When one wishes to minimize the length of the piece of wire used, one starts at one end, and nails the wire on the posts in order, e.g. (n = 5, and each x standing for a nail)

Five fenceposts strung together in-line.

But what if we want to maximize the length of wire? For n = 3, the solution is obviously (apart from reflection)

Three fenceposts with one wire doubling back for maximum length.

and for n = 4 (after a moment's thought)

Four fenceposts with wires folded twice for maximum length.

but how is it for general n?

The crucial observation is that in a maximal arrangement, at no post the situation

A nail where the wire goes straight through.

occurs: the wire could have been lengthened by removal of the above nail and connecting the above post to one of the posts where the wire currently ends. This observation leads to the

Lemma 0. At each nail, the wire ends or reverses direction.

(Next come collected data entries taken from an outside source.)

PR #1245, opened 2023-11-20
APS-16: Remove link from All Applications dashboard for in progress applications

richpjames:
If an application is in progress (EG it has the 'started' status) then we don't want
people to be able to click on it and start editing it from the 'All applications' (dashboard)
view. So we pass in a boolean from the view which, when negative,  ensures if an application
isnt linked.


pezholio (approved):
LGTM 👍

PR #1251, opened 2023-11-22
(APS 62) Filter Assessments server side

pezholio:
We've noticed some performance issues with the assessments listing page as we're loading a ton of assessments in memory and filtering client side. As a temporary solution, we're using the status filtering functionality already introduced by CAS3 to do the filtering server side and hopefully cut down on the sheer number of assessments we load from the API. 

## Screenshot

image


server/controllers/assess/assessmentsController.ts
```diff
@@ -15,12 +15,18 @@ export default class AssessmentsController {
 
   index(): RequestHandler {
     return async (req: Request, res: Response) => {
-      const assessments = await this.assessmentService.getAll(req.user.token)
+      const { activeTab } = req.query
+      const statuses =
+        activeTab === 'awaiting_assessment' || !activeTab
+          ? (['in_progress', 'not_started', 'in_review'] as Array<AssessmentStatus>)
```
richpjames, line 21: I think it would be worth defining this array as a variable, typing it and then using it here and in the tests. Then we will be alerted if the `AssessmentStatus` type changes and we only have to update it one place

richpjames (approved):
I've left one small comment but looks good otherwise

server/controllers/assess/assessmentsController.ts
pezholio: Good plan!

PR #1262, opened 2023-11-29
(APS 72) Record situation when application submitted

pezholio:
This builds on https://github.com/ministryofjustice/hmpps-approved-premises-api/pull/1192 and sends an additional `situation` field to the API when the application is submitted. This will allow the correct Delius referral type to be recorded when a booking is made.


richpjames (approved):
LGTM 
I think we may have to update the cypress tests where we verify the payload sent on submission of an application?

PR #1272, opened 2023-12-05
APS 27 - Placement Applications - Multiple ROTL dates

richpjames:
# Context

ROTL cases often have multiple release dates. 
Previously users would have to complete a Placement Application for each release which causes more work and friction. 
This change enables users to add as many Dates Of Placement as they need in one application.

[JIRA Card](https://dsdmoj.atlassian.net/jira/software/c/projects/APS/boards/1328?selectedIssue=APS-27)

# Changes in this PR

### Before

Placement Applications -- allows me to complete form if the reason for placement is ROTL (3)

### After
image

Placement Applications -- allows me to complete form if the reason for placement is ROTL (2)

### DIFF
--- a/.github/PULL_REQUEST_TEMPLATE.md
+++ b/.github/PULL_REQUEST_TEMPLATE.md
@@ -1,6 +1,6 @@
 # Context
 
-<!-- Is there a Trello ticket you can link to? -->
+<!-- Is there a Jira ticket you can link to? -->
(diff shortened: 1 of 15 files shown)


vubalasu (approved):

pezholio (approved):
LGTM - I can see why this has been such a pain to implement!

In other words — in pictures, to be precise — nails only occur in the following 4 positions

Wire to the left, wire to the right, wire doubling left, wire doubling right.

We now mark the zones before, between, and after the posts with their "intensities", i.e. the number of

Zones marked with intensities on the n = 4 solution.

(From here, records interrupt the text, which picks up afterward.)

PR #1289, opened 2023-12-13
Throw error if OASys summary can't be found for CYA page

richpjames:
We assume that when a summary can't be found on the Check Your Answers pageit's because the OASys pages haven't been completed as we'd expect. Users can click through the tabs instead of clicking the 'Save and continue' button at the bottom of the page which is harder to find.
The result of this is an error on the check your answers screen. In order to see a more helpful error in the logs I think it is worth handling this error.


pezholio (approved):
Good plan!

wires passing through each zone. This terminology (with Lemma 0 and the fact that the wire has 2 ends) allows us to formulate

Lemma 1. At two posts, the intensity changes by 1, at all other posts it changes by 2.

The length of the wire equals the sum of the intensities. We maximize this sum when, going in from the outside (where the intensities are 0), we increase the intensities each time by the maximum amount 2 until near the center we accommodate the two changes = 1.

For even n (odd number of zones), the sequence of intensities is unique, e.g. for n = 6 : 0 2 4 5 4 2 0 .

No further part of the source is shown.